Stand 1: Coyote show at 8 minutes, busts us and we miss a couple running shots.

Stand 2: 15 minutes I spot a coyote circling down wind in the thick brush. Steps out down wind about 150 yards and I put him down.

Stand 3: Nothing.

Stand 4: Didn't see the coyote until he was at the call. He spooks and wraps around us and Trent shoots him at 30 yards with the .204....... He dropped for 10 seconds, then got up and ran into a wash and disappears..... oh well

Stand 5: Call a single at 5 minutes and drop him..... keep calling and one more comes in at 12 minute and drop him.... awesome.

Stand 6 & 7: nothing

Stand 8: Spot a coyote at about 100 yards that just popped out of the thick brush, winds us and trots away. Trent takes a 300 yards running shot and nailed it right between the ears.

Shot 5 but only recovered 4. Not a bad weekend.

Bobcat #1










First coyote










Trent with his long range running shot.










1st Coyote must have been an older one look at these teeth.










Our total for the weekend

Me ( Chris )


----------



## pantherarms99 (Nov 2, 2011)

very nice, doesn't get much better than that


----------



## sos1inmesa (May 11, 2011)

Dang! Good job fellas! What type calls you using for the yotes?


----------



## Mattuk (Oct 16, 2010)

Well done, your in a purple patch at the moment.

Just one thing I don't feel thats the right attitude to have after wounding an animal "oh well" did you go after it to see if you could end its misery that you have just created?


----------



## bones44 (Jan 7, 2011)

Nice job guys !!


----------



## hassell (Feb 9, 2010)

Yes well done, some nice colors on those yotes.


----------



## HoundNV (Aug 23, 2011)

MattUK,

I meant oh well, like its not a contest.... We absolutely looked for the coyote for 30 minutes..... followed his tracks up a sandy wash until they disappeared in some rocks. We looked hard and found nothing.


----------



## youngdon (Mar 10, 2010)

I'm glad to read you cleared that up. A coyote deserves better than dying a slow death in my book, they are afterall a formidable adversary.


----------



## Mattuk (Oct 16, 2010)

HoundNV said:


> MattUK,
> 
> I meant oh well, like its not a contest.... We absolutely looked for the coyote for 30 minutes..... followed his tracks up a sandy wash until they disappeared in some rocks. We looked hard and found nothing.
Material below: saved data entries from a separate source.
PR #1225, opened 2024-09-02
Introduce cluster list cli cmd

BelSasha:


BelSasha:
* **#1225** <a href="https://app.graphite.dev/github/pr/run-house/runhouse/1225?utm_source=stack-comment-icon" target="_blank">Graphite</a> 👈
* `main`

<h2></h2>

runhouse/main.py
```diff
@@ -578,6 +594,93 @@ def status(
     _print_status(cluster_status, current_cluster)
 
 
+async def aget_clusters_from_den():
```
jlewitt1, line 597: why do we have to do this async?

runhouse/main.py
```diff
@@ -578,6 +594,93 @@ def status(
...
+            den_cluster.get("status") if den_cluster.get("status") else "unknown"
+        )
+        cluster_status_colored = get_status_color(cluster_status)
+        table.add_row(cluster_name, cluster_type, cluster_status_colored)
+
+    console.print(table)
+
+    if len(on_demand_clusters_sky) > 0:
+        console.print(
+            f"There are {len(on_demand_clusters_sky)} live clusters that are not saved in Den. To get information about them, please run [bold italic]sky status -r[/bold italic]."
```
jlewitt1, line 676:
```suggestion
            f"There are {len(on_demand_clusters_sky)} live clusters that are not saved in Den. For more information please run [bold italic]sky status -r[/bold italic]."
```

runhouse/utils.py
```diff
@@ -652,3 +652,15 @@ def get_gpu_usage(collected_gpus_info: dict, servlet_type: ServletType):
...
+
+class StatusColors(str, Enum):
+    RUNNING = "[green]Running[/green]"
+    SERVER_DOWN = "[orange1]Runhouse server down[/orange1]"
+    TERMINATED = "[red]Terminated[/red]"
+    UNKNOWN = "Unknown"
+    LOCAL_CLUSTER = "[bright_yellow]Local cluster[/bright_yellow]"
+
+
+def get_status_color(status: str):
```
jlewitt1, line 665: could make it a class method? 

```
    @classmethod
    def get_status_color(cls, status: str):
        return getattr(cls, status.upper()).value
```

runhouse/main.py
```diff
@@ -578,6 +594,93 @@ def status(
...
+            f"This feature is available only for Den users. Please run {sky_cli_command_formatted} to get on-demand cluster(s) information or sign-up Den."
+        )
+        return
+
+    on_demand_clusters_sky = sky.status(refresh=True)
+
+    clusters_in_den_resp = get_clusters_from_den()
+
+    if clusters_in_den_resp.status_code != 200:
+        logger.error(f"Failed to load {rns_client.username}'s clusters from Den")
```
jlewitt1, line 633:
```suggestion
        logger.error(f"Failed to load clusters from Den for username: {rns_client.username}")
```

runhouse/main.py
```diff
@@ -578,6 +594,93 @@ def status(
...
+    # logged out case
+    if not rh.configs.token:
+        # TODO [SB]: adjust msg formatting (coloring etc)
+        sky_cli_command_formatted = f"{italic_bold_ansi}sky status -r{reset_format}"  # will be printed bold and italic
+        console.print(
+            f"This feature is available only for Den users. Please run {sky_cli_command_formatted} to get on-demand cluster(s) information or sign-up Den."
+        )
+        return
+
+    on_demand_clusters_sky = sky.status(refresh=True)
```
jlewitt1, line 628:
```suggestion
    sky_clusters = sky.status(refresh=True)
```

runhouse/main.py
```diff
@@ -578,6 +594,93 @@ def status(
...
+def cluster_list():
+    """Load Runhouse clusters"""
+    import sky
+
+    # logged out case
+    if not rh.configs.token:
+        # TODO [SB]: adjust msg formatting (coloring etc)
+        sky_cli_command_formatted = f"{italic_bold_ansi}sky status -r{reset_format}"  # will be printed bold and italic
+        console.print(
+            f"This feature is available only for Den users. Please run {sky_cli_command_formatted} to get on-demand cluster(s) information or sign-up Den."
```
jlewitt1, line 624:
```suggestion
            f"Runhouse token required to view all clusters. Please run `runhouse login` to load your token. To view on-demand clusters run {sky_cli_command_formatted}"
```

runhouse/main.py
BelSasha: because we use `httpx_client = httpx.AsyncClient()`. We it use to be consistent with other calls we make to den from OSS. 

There is a a sync wrapper for `aget_clusters_from_den`.

runhouse/utils.py
BelSasha: Yeah, will make the change in  cluster status list [PR](https://github.com/run-house/runhouse/pull/1233), because in this PR we move all core logic of clusters list to be static / class methods of `rh.Cluster`.

jlewitt1: oh didnt mean to move it into cluster, jsut making it a class method of `StatusColors`, but yea doesn't really matter

BelSasha: oh I see, fair point, change it

runhouse/main.py
```diff
@@ -576,6 +592,95 @@ def status(
...
+    return clusters_in_den_resp
+
+
+def get_clusters_from_den():
+    return asyncio.run(aget_clusters_from_den())
+
+
+@cluster_app.command("list")
+def cluster_list():
+    """Load Runhouse clusters"""
```
jlewitt1, line 614:
```suggestion
    """List all Runhouse clusters. Includes those saved locally and in Den."""
```

runhouse/main.py
```diff
@@ -576,6 +592,95 @@ def status(
...
+        # getting the on-demand clusters that are not saved in den.
+        sky_clusters = [
+            cluster
+            for cluster in sky_clusters
+            if f'/{rns_client.username}/{cluster.get("name")}'
+            not in clusters_in_den_names
+        ]
+
+    total_clusters = len(clusters_in_den)
+    table_title = f"[bold cyan]{rns_client.username}'s Clusters (Total: {total_clusters})[/bold cyan]"
```
jlewitt1, line 653: thoughts on left-aligning this text instead of it being in the center above the table?

jlewitt1, line 653:
```suggestion
    table_title = f"[bold cyan]{rns_client.username}'s clusters (Total: {total_clusters})[/bold cyan]"
```

jlewitt1, line 653: wondering if instead of just giving a total, we also show some sort of high level breakdown for number of clusters that are running vs not running (in the case that no filters are specified).. wdyt?

runhouse/main.py
```diff
@@ -576,6 +592,95 @@ def status(
...
+    # logged out case
+    if not rh.configs.token:
+        # TODO [SB]: adjust msg formatting (coloring etc)
+        sky_cli_command_formatted = f"{italic_bold_ansi}sky status -r{reset_format}"  # will be printed bold and italic
+        console.print(
+            f"Runhouse token required to view all clusters. Please run `runhouse login` to load your token. To view on-demand clusters run {sky_cli_command_formatted}"
+        )
+        return
+
+    sky_clusters = sky.status(refresh=True)
```
jlewitt1, line 626: any value to making `refresh` configurable here? if its True will query the cloud provider directly each time

runhouse/main.py
jlewitt1: ah nevermind, i see you did that in the following PR :)

jlewitt1: Maybe something like: "Clusters for {username} (Total: {total_clusters})"

runhouse/main.py
jlewitt1: i think would be cleaner to just call `rns_client.session.get`, instead of setting up separate helpers and http client to manage this

runhouse/main.py
BelSasha: I think that if we won't call pass `refresh=True`, we might get results that are cached. That means that some clusters maybe shown as running, even thought they are not. Having said that, if there are running sky clusters which are not saved in den, we are displaying the following message to the users: `There are N live clusters that are not saved in Den. For more information, please run sky status -r`. So maybe it's fine not to pass refresh=True here. wdyt?

runhouse/main.py
```diff
@@ -576,6 +590,94 @@ def status(
...
+    clusters_in_den_resp = rns_client.session.get(
+        f"{rns_client.api_server_url}/resource",
+        params=get_clusters_params,
+        headers=rns_client.request_headers(),
+    )
+
+    return clusters_in_den_resp
+
+
+def get_clusters_from_den():
```
jlewitt1, line 605: if we use the rns sesson client i think we can call it directly without wrapping in asyncio?

runhouse/main.py
jlewitt1: yea i think as long as we're instructing the user to refresh with -r then its fine to not do so here

jlewitt1 (approved):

I'm glad to hear that, maybe you should of added that to your post so it was clear to all.


----------



## bones44 (Jan 7, 2011)

Agreed, we don't need to have visitors believing we're slobs like on some of the other sites.


----------



## SWAMPBUCK10PT (Apr 5, 2010)

Thanks for sharing------I know its hard to lose them I've been there---sometimes it happens--you can look and look but never find---Great Hunt---Nice bunch of fur-----congrats ---------sb


----------



## poe (Feb 10, 2010)

I hope I am wronge but sometimes it seems that people are to quick to assume someone has done something wronge. Why assume that he never even looked for the missing coyote. I would like to think that everyone on this site is a responsible hunter that does what they can to make good clean kills but we also all know that things happen. I dont know maybe Im the one in the wrong I just dont like to see other hunters acusing hunters of doing things. Its hard enough these days so lets no fight among ourselves.


----------



## Mattuk (Oct 16, 2010)

poe said:


> I hope I am wronge but sometimes it seems that people are to quick to assume someone has done something wronge. Why assume that he never even looked for the missing coyote. I would like to think that everyone on this site is a responsible hunter that does what they can to make good clean kills but we also all know that things happen. I dont know maybe Im the one in the wrong I just dont like to see other hunters acusing hunters of doing things. Its hard enough these days so lets no fight among ourselves.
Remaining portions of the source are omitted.